Monday, April 18, 2016

Gender questions and the bathroom

Growing up in the 60's and 70's, I was a "tomboy". My mission was to run faster, climb higher, build bigger and jump my bike farther. Entering my teenage years, I didn't "grow out of it" and one day Dad asked why I didn't "act more like a girl." I wasn't interested in make up, dresses or high heels. In his question was the answer - I did not care to "act" based on anyone's definition of my gender role. I just wanted to act like me. I wanted to do what I could do and do the things that interested me.
Fortunately for me, I grew up in an era where many women were breaking free of gender roles and seeking their own identity.
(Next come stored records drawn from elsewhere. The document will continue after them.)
PR #85, opened 2021-02-02
Updates to support FRA integration.

dbatiste:
This PR is the first of several PRs to support using the editor in FRAs.

* get context using ifrau if necessary
* override some tinyMCE styles for usage in FRA iframes

### DIFF
--- a/htmleditor.js
+++ b/htmleditor.js
@@ -61,7 +61,7 @@ const isShadowDOMSupported = !(window.ShadyDOM && window.ShadyDOM.inUse);
 let context;
 const getContext = () => {
 	if (context) return context;
-	context = new Promise(async (resolve) => {
+	context = new Promise(async resolve => { // eslint-disable-line no-async-promise-executor
 		if (window.ifrauclient) {
 			const ifrauClient = await window.ifrauclient().connect();
 			const ifrauEditorService = await ifrauClient.getService('htmleditor', '0.1');
--- a/htmleditor.js
+++ b/htmleditor.js
@@ -58,7 +58,20 @@ const editorTypes = {
 
 const isShadowDOMSupported = !(window.ShadyDOM && window.ShadyDOM.inUse);
 
-const context = JSON.parse(document.documentElement.getAttribute('data-he-context'));
+let context;
+const getContext = () => {
+	if (context) return context;
+	context = new Promise(async (resolve) => {
+		if (window.ifrauclient) {
+			const ifrauClient = await window.ifrauclient().connect();
+			const ifrauEditorService = await ifrauClient.getService('htmleditor', '0.1');
+			resolve(JSON.parse(await ifrauEditorService.getContext()));
+		} else {
+			resolve(JSON.parse(document.documentElement.getAttribute('data-he-context')));
+		}
+	});
+	return context;
+};
 
 const rootFontSize = window.getComputedStyle(document.documentElement, null).getPropertyValue('font-size');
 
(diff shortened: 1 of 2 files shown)


htmleditor.js
```diff
@@ -58,7 +58,20 @@ const editorTypes = {
 
 const isShadowDOMSupported = !(window.ShadyDOM && window.ShadyDOM.inUse);
 
-const context = JSON.parse(document.documentElement.getAttribute('data-he-context'));
+let context;
```
dbatiste, line 61: When the `ifrauclient` is detected we will use the new `htmleditor` service to get the context. 

This `getContext` method returns a promise for the context because the ifrau service methods are async. It is designed to get the context once regardless of how many editors are on the page.

htmleditor.js
```diff
@@ -179,6 +193,15 @@ class HtmlEditor extends SkeletonMixin(ProviderMixin(Localizer(RtlMixin(LitEleme
 			.tox-tinymce.tox-fullscreen .tox-statusbar__resize-handle {
 				display: none;
 			}
+			:host([fra-context]:not(.tox-fullscreen)) {
```
dbatiste, line 196: tinyMCE uses `position: fixed`, `display: flex`, and `align-items: center` to position it's dialogs vertically in the center of the view-port.  However, FRA iframes can be very tall because iframe resizer sizes the iframe to fit the contents allowing the host page to control the scrolling.  This results in the tinyMCE dialog being positioned out of view (ex. further down the page). This sol'n relies on this behaviour of fixed positioning to cause the dialog to be positioned above the editor component:

> It is positioned relative to the initial containing block established by the viewport, except when one of its ancestors has a transform, perspective, or filter property set to something other than none (see the CSS Transforms Spec), in which case that ancestor behaves as the containing block.

htmleditor.js
```diff
@@ -203,27 +226,12 @@ class HtmlEditor extends SkeletonMixin(ProviderMixin(Localizer(RtlMixin(LitEleme
 		this.width = '100%';
 		this.wordCountInFooter = false;
 		this._editorId = getUniqueId();
+		this._fraContext = !!window.ifrauclient;
 		this._html = '';
 		this._initializationComplete = new Promise((resolve) => {
 			this._initializationResolve = resolve;
 		});
 		this._uploadImageCount = 0;
-		if (context) {
```
dbatiste, line 211: The `provideInstance` methods are moved because getting the context is now asynchronous and we therefore need to `await` it, however `constructor` methods cannot be `async` (because they have to return an object by def'n, not a Promise). So, this block of code is moved down to `firstUpdated` where we can wait for the context before doing any tinyMCE initialization.

htmleditor.js
```diff
@@ -441,11 +465,11 @@ class HtmlEditor extends SkeletonMixin(ProviderMixin(Localizer(RtlMixin(LitEleme
 		//	return html`<div id="${this._editorId}" .innerHTML="${this._html}"></div>`;
 		//} else {
 		return html`
-		${this.label && !this.labelHidden ? html`<span class="d2l-input-label d2l-skeletize" aria-hidden="true">${this.label}</span>` : ''}
+			${this.label && !this.labelHidden ? html`<span class="d2l-input-label d2l-skeletize" aria-hidden="true">${this.label}</span>` : ''}
```
dbatiste, line 468: Formatting only.

index.html
```diff
@@ -1,7 +1,7 @@
 <!DOCTYPE html>
 <html lang="en">
 <head>
-	<link rel="stylesheet" href="components/demo/styles.css" type="text/css">
+	<link rel="stylesheet" href="/node_modules/@brightspace-ui/core/components/demo/styles.css" type="text/css">
```
dbatiste, line 4: This fixes 404 errors on the index.html page.

grant-cleary (approved):

PR #86, opened 2021-02-03
DE42315 - a11ychecker More Info links should point to WCAG documentation instead of TinyMCE's docs

grant-cleary:
At some point between the a11ychecker version we had in the old editor and this new one, TinyMCE updated their More Info links to point to their documentation instead of WCAG's (presumably so it was easier for them to keep the docs up to date). We would like to go back to just using WCAG documentation. Thankfully, TinyMCE offers up a way to customize this now. Unfortunately, this does require that we keep an internal mapping of WCAG rules to the actual documentation URLs.

### DIFF
--- a/htmleditor.js
+++ b/htmleditor.js
@@ -305,6 +305,29 @@ class HtmlEditor extends SkeletonMixin(ProviderMixin(Localizer(RtlMixin(LitEleme
 
 			tinymce.init({
 				a11ychecker_allow_decorative_images: true,
+				a11ychecker_issue_url_callback: ruleId => {
+					const ruleUrlMap = {
+						'D1': 'https://www.w3.org/WAI/WCAG21/Techniques/html/H42.html',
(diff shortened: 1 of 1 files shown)


htmleditor.js
```diff
@@ -305,6 +305,29 @@ class HtmlEditor extends SkeletonMixin(ProviderMixin(Localizer(RtlMixin(LitEleme
 
 			tinymce.init({
 				a11ychecker_allow_decorative_images: true,
+				a11ychecker_issue_url_callback: ruleId => {
+					const ruleUrlMap = {
+						'D1': 'https://www.w3.org/WAI/WCAG21/Techniques/html/H42.html',
```
grant-cleary, line 310: Worth noting: This rule is a bit ambiguous, in the sense that TinyMCE actually links out to [two different sources in their docs](https://www.tiny.cloud/docs/plugins/premium/a11ychecker/#a11ycheckerruledetails-d1). This one seemed the most relevant for now, but it's something we might want to run by Sam.

dbatiste (approved):

PR #88, opened 2021-02-04
lms adapter

dbatiste:
This PR introduces an adapter for integration in the LMS either directly or via `ifrau`. It also moves the context resolution from `htmleditor.js`, and updates the ISF plugin to use it for launching the legacy dialog.

### DIFF
--- a/components/lms-adapter.js
+++ b/components/lms-adapter.js
@@ -1,0 +1,76 @@
+
+let contextPromise;
+
+export function getContext() {
+	if (contextPromise) return contextPromise;
+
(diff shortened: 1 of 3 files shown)


components/lms-adapter.js
```diff
@@ -0,0 +1,76 @@
...
+		} else {
+			resolve(JSON.parse(document.documentElement.getAttribute('data-he-context')));
+		}
+	});
+
+	return contextPromise;
+}
+
+export function hasLmsContext() {
+	return D2L.LP || window.ifrauclient;
```
grant-cleary, line 21: Nice!

grant-cleary (approved):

I wanted to create my own identity. I simply wanted to be me. It wasn't easy and people often expressed their vision of gender identity. Breaking into broadcasting and video production at a time when few women were in the field, I heard "the broad in broadcasting does not stand for women." Twenty years ago as I lugged video equipment underground, the mining industry was just opening up to women and I was often the first woman to have ever entered certain mines. "It's considered unlucky to have a woman underground," I was told. So I ran faster, climbed higher, built bigger and jumped further.
There have been times of frustration wondering why I had to work harder just to prove myself worthy of being treated equally. At times it was challenging to avoid a sense of paranoia or developing a defeatist attitude. Add the dynamic of not identifying as a straight woman and the challenge grew even larger. Some would argue that I made my life difficult by refusing to conform. I thank my lucky stars, the divine, and my guiding angels that I never conformed to an "act". Through all my mistakes and misfortunes, I have been me - just me.
In 1972, during many study halls, I talked about life's frustrations including gender roles with an older student; a girl I most admired. She was smart, pretty and about to graduate so I thought she had the world by the tail. One day she said the most baffling thing; "I feel like I am a man trapped in a woman's body. I want to get a sex change." I thought she was perfect the way she was and I had never imagined wanting a different body. After she graduated I called her number - a number I had called and talked with her before - and they told me no one by that name lived there. I wish I knew what happened to her.
Not feeling right in the body you were born in - your gender - is difficult to understand for those of us who have not experienced it. It's not our experience. But I can readily identify with being expected to "act" like something other than what I know to be true for me. I know what it feels like to be condemned for refusing to conform to what makes others comfortable. I fully understand what lengths people will go to in their attempts to drive non-conformists to "act" as they may visualize one should "act". They will say it's just "not right", "sinful", and name every extreme fear they can name to try to put pressure enough to make you go away. And they will try to eliminate your ability to work, to live in certain places and to be part of an extended community.
Know this - once a person discovers that there is a path to be true to themselves, they will follow it. No amount of obstructionism will stop them. Truth - Truth - Truth - prevails. I won't wear heels. I don't wear dresses and I don't wear make up (though I may regret not knowing how to hide the wrinkles I'm noticing.)
Passing bathroom laws will not make Transgender people go away. Actually, we've been sharing bathrooms with Transgender people for years and didn't even know it. Why not? Because it's not an issue! I fully embrace my transgender friends right to use the bathroom that fits their identity. If that frightens you, please get to know a transgender person. Really, they have much bigger concerns to have to deal with than trying to figure out if they are safe to use a bathroom or not.